BRIEF => Which lines below include the string "since"? Please show each one.

BEGIN

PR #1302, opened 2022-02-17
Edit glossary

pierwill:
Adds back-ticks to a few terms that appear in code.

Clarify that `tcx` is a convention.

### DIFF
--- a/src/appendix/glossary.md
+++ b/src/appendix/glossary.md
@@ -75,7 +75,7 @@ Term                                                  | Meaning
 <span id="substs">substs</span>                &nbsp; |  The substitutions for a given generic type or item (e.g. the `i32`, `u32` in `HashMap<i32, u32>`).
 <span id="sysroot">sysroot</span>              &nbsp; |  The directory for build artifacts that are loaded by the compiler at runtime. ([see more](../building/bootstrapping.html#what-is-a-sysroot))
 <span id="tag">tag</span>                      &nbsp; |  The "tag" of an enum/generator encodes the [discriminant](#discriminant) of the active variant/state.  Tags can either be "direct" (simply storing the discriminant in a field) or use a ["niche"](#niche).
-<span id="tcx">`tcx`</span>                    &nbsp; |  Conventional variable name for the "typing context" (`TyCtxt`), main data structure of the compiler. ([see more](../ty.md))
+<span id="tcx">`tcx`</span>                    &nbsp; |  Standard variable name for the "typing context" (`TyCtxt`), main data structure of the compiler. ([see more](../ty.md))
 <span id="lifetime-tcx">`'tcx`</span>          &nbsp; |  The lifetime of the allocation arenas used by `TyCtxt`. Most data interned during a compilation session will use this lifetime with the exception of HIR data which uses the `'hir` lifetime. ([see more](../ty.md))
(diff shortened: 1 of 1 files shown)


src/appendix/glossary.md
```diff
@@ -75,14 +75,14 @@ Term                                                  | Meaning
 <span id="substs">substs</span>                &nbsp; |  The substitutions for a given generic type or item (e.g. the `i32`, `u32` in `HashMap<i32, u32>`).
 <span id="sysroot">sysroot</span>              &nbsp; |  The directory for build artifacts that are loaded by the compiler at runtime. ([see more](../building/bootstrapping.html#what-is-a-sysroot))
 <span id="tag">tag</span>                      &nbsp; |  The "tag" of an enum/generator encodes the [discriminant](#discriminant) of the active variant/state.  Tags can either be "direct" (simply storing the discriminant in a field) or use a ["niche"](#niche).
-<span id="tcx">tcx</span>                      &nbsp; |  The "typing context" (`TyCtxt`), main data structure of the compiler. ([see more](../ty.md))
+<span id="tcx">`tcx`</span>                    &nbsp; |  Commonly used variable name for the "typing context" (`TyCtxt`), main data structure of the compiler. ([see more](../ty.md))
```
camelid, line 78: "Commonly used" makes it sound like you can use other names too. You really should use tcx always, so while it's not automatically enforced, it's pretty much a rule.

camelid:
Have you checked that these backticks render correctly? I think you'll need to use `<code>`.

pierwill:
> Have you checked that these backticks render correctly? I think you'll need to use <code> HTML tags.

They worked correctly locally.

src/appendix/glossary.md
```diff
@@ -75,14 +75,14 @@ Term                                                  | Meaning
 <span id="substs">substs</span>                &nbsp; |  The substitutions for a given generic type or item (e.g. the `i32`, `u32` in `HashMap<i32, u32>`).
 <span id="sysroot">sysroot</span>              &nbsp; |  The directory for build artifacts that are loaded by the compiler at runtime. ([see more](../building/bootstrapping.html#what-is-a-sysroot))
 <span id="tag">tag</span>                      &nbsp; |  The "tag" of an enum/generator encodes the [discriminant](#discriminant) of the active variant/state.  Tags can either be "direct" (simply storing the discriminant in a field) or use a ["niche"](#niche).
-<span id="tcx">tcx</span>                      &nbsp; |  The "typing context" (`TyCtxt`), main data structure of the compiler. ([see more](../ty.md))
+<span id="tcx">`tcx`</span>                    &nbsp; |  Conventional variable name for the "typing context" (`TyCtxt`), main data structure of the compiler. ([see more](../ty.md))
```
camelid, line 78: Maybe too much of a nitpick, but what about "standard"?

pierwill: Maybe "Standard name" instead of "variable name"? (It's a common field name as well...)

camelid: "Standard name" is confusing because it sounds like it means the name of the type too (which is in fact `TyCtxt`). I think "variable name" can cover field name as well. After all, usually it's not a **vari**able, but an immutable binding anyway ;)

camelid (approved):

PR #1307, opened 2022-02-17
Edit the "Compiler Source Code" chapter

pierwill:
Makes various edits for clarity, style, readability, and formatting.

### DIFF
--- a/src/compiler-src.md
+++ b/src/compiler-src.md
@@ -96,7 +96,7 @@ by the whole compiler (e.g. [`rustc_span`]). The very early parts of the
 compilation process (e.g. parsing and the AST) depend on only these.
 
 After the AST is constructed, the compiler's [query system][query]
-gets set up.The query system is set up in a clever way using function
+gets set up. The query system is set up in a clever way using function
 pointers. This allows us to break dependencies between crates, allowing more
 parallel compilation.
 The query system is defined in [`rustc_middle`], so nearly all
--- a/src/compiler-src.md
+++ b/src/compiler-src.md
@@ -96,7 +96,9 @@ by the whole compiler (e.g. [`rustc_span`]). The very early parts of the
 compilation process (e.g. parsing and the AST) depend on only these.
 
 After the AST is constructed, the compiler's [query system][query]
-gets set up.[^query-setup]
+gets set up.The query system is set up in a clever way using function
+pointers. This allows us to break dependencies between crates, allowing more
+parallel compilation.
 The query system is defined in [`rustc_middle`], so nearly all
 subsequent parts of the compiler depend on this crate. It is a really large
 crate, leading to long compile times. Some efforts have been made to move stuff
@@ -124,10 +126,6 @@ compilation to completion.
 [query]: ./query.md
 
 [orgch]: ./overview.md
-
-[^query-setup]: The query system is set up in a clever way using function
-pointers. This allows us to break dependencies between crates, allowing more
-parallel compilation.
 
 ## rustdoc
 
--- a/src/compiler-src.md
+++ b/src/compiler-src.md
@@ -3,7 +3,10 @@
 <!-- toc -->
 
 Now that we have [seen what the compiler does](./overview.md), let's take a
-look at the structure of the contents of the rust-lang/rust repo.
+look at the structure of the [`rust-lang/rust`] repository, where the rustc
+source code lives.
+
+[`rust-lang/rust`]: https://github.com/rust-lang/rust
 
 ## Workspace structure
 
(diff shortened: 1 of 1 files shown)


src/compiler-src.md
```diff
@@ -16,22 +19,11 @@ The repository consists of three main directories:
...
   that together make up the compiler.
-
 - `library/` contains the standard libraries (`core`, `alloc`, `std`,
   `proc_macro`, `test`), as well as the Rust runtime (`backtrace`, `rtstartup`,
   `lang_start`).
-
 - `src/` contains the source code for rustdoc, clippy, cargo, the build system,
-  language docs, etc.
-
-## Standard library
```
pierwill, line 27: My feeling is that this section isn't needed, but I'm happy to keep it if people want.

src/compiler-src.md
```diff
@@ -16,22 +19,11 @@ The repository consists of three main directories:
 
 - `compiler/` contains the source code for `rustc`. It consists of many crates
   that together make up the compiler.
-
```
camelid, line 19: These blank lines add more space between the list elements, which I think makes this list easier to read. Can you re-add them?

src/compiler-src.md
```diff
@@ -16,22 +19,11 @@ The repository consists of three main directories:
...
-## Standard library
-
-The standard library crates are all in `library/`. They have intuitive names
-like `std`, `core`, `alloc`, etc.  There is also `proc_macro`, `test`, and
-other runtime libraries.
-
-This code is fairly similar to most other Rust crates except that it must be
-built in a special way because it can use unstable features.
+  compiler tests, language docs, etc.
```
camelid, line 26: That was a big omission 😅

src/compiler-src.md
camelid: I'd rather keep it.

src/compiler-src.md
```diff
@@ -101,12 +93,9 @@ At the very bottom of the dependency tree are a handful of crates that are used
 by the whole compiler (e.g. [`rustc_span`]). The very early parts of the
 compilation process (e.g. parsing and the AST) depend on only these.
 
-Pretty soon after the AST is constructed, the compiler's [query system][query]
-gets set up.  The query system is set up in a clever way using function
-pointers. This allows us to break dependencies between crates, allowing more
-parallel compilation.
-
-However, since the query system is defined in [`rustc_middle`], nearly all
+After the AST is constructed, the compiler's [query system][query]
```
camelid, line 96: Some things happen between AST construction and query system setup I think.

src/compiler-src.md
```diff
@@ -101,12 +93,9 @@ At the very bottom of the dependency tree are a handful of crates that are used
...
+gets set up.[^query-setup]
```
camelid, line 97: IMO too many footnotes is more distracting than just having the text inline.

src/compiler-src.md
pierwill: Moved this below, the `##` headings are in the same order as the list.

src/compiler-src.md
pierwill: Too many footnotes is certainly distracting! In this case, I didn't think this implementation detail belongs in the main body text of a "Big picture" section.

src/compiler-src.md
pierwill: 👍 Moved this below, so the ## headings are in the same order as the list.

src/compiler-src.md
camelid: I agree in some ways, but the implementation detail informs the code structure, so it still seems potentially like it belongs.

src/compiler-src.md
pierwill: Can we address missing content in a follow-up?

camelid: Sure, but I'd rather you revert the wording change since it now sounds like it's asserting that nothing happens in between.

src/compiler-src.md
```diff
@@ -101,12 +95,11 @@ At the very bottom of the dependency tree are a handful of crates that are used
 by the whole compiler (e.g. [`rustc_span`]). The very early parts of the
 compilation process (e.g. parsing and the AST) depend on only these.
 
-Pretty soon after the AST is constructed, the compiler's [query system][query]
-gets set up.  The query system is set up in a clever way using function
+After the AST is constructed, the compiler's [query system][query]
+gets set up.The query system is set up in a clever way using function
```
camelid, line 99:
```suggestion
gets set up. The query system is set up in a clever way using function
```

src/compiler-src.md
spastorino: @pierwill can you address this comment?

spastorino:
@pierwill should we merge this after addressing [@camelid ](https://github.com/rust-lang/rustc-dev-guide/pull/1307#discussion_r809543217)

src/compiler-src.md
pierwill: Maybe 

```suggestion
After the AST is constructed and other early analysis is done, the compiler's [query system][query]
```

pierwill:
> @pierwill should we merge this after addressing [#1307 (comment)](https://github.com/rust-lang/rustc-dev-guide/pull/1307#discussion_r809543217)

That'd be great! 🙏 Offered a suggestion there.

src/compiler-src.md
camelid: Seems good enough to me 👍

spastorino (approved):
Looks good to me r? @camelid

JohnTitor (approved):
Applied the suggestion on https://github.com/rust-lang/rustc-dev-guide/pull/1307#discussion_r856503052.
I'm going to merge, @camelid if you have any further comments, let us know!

END

ANSWER SPACE =>
-However, since the query system is defined in [`rustc_middle`], nearly all
camelid: Sure, but I'd rather you revert the wording change since it now sounds like it's asserting that nothing happens in between.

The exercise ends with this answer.